▶ TASK DETAILS:
Only the lines from the one with "repeated temporal.api.worker.v1.WorkerInfo workers_info" through the end of the data are wanted, copied exactly.

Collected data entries
PR #7880, opened 2025-06-06
Add stubs for matching for RecordWorkerHeartbeat/ListWorkers

ychebotarev:
## What changed?
* Add stubs for matching for RecordWorkerHeartbeat/ListWorkers
* Add routing, based on namespace id
* Route those calls to matching from frontend

## Why?
Part of worker visibility work. Current implementation will be "in-memory", and all worker heartbeats for the same namespace should be on the same service instance.

## How did you test it?
- [X] built

### DIFF
--- a/proto/internal/temporal/server/api/matchingservice/v1/request_response.proto
+++ b/proto/internal/temporal/server/api/matchingservice/v1/request_response.proto
@@ -546,7 +546,7 @@ message ListNexusEndpointsResponse {
 
 message RecordWorkerHeartbeatRequest {
     string namespace_id = 1;
-    temporal.api.workflowservice.v1.RecordWorkerHeartbeatRequest api_request = 3;
+    temporal.api.workflowservice.v1.RecordWorkerHeartbeatRequest heartbeart_request = 2;
 }
 
 message RecordWorkerHeartbeatResponse {
@@ -555,12 +555,10 @@ message RecordWorkerHeartbeatResponse {
 
 message ListWorkersRequest {
     string namespace_id = 1;
-    temporal.api.workflowservice.v1.ListWorkersRequest api_request = 3;
+    temporal.api.workflowservice.v1.ListWorkersRequest list_request = 2;
 }
 
 message ListWorkersResponse {
     repeated temporal.api.worker.v1.WorkerInfo workers_info = 1;
-
-    // Next page token
     bytes next_page_token = 2;
 }
--- a/proto/internal/temporal/server/api/matchingservice/v1/service.proto
+++ b/proto/internal/temporal/server/api/matchingservice/v1/service.proto
@@ -166,6 +166,9 @@ service MatchingService {
 
     // RecordWorkerHeartbeat receive heartbeat request from the worker.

▶ WRITTEN SOLUTION:
     repeated temporal.api.worker.v1.WorkerInfo workers_info = 1;
-
-    // Next page token
     bytes next_page_token = 2;
 }
--- a/proto/internal/temporal/server/api/matchingservice/v1/service.proto
+++ b/proto/internal/temporal/server/api/matchingservice/v1/service.proto
@@ -166,6 +166,9 @@ service MatchingService {
 
     // RecordWorkerHeartbeat receive heartbeat request from the worker.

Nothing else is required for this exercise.